● **Assignment**
Below are the entries. Transcribe exactly the lines from the one with "Zooming out to" through the one with "zathura 2026.07.02", ends included, and leave out all others.

● **Dataset entries**
____________

PR #1010, opened 2026-08-17
Fix horizontal scrolling

### LINKED ISSUE #983: Horizontal position stuck at the left edge

### Problem

Zooming out to a certain level and zooming back in causes the horizontal position to be stuck and I cannot move left/right (neither with the middle button of the mouse, nor with h/l), the left edge of the page is stuck at the left edge of the window. With the double-page mode, the critical zoom level for me is the one where the content width becomes smaller than the window width, for single-page mode, for single-page, it’s a bit further.
The bug is present with both pdf-mupdf and djvu plugins, but disappears when enabling the horizontal scrollbar (`set guioptions "sh"`).
I’ve recently updated my packages and discovered the bug shortly after it.
Zathura version: 2026.07.02-1
OS, desktop: Arch Linux, Hyprland 0.55.4 (Wayland)

### Steps to reproduce

- Ensure that your configuration doesn’t contain `guioptions`.
- Open any document in Zathura.
- Zoom out as much as you can.
- Zoom back in.

As soon as the content is wider than the window, the displayed region will be stuck to the left edge of the document. No horizontal movement will be possible.

### Expected behavior

I would expect the content to be zoomed towards the cursor or towards the center, not the left edge. It should be possible to view the part hidden beyond the right window edge.

zathura 2026.07.02

girara 2026.02.04 (runtime: 2026.02.04)

### zathura backend

pdf-mupdf, djvu

valoq:
Fixes #983

### DIFF
--- a/zathura/adjustment.c
+++ b/zathura/adjustment.c
@@ -173,19 +173,34 @@ gdouble zathura_adjustment_get_ratio(GtkAdjustment* adjustment) {
   return (value - lower + page_size / 2.0) / (upper - lower);
 }
 
-void zathura_adjustment_set_value(GtkAdjustment* adjustment, gdouble value) {
+/* keep the value inside the scrollable range */
+static gdouble clamp_to_range(GtkAdjustment* adjustment, gdouble value) {
   const gdouble lower        = gtk_adjustment_get_lower(adjustment);
   const gdouble upper_m_size = gtk_adjustment_get_upper(adjustment) - gtk_adjustment_get_page_size(adjustment);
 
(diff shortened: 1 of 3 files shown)


dexgs:
This fixes horizontal scrolling with the keyboard for me, but when I middle click and drag, the document can still only be moved up and down, not horizontally.

valoq:
> This fixes horizontal scrolling with the keyboard for me, but when I middle click and drag, the document can still only be moved up and down, not horizontally.

@dexgs can you confirm if #1011 fixes the issue completely for you?

dexgs:
> can you confirm if #1011 fixes the issue completely for you?

@valoq It seems to, thanks.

____________

● **Result**
Zooming out to a certain level and zooming back in causes the horizontal position to be stuck and I cannot move left/right (neither with the middle button of the mouse, nor with h/l), the left edge of the page is stuck at the left edge of the window. With the double-page mode, the critical zoom level for me is the one where the content width becomes smaller than the window width, for single-page mode, for single-page, it’s a bit further.
The bug is present with both pdf-mupdf and djvu plugins, but disappears when enabling the horizontal scrollbar (`set guioptions "sh"`).
I’ve recently updated my packages and discovered the bug shortly after it.
Zathura version: 2026.07.02-1
OS, desktop: Arch Linux, Hyprland 0.55.4 (Wayland)

### Steps to reproduce

- Ensure that your configuration doesn’t contain `guioptions`.
- Open any document in Zathura.
- Zoom out as much as you can.
- Zoom back in.

As soon as the content is wider than the window, the displayed region will be stuck to the left edge of the document. No horizontal movement will be possible.

### Expected behavior

I would expect the content to be zoomed towards the cursor or towards the center, not the left edge. It should be possible to view the part hidden beyond the right window edge.

zathura 2026.07.02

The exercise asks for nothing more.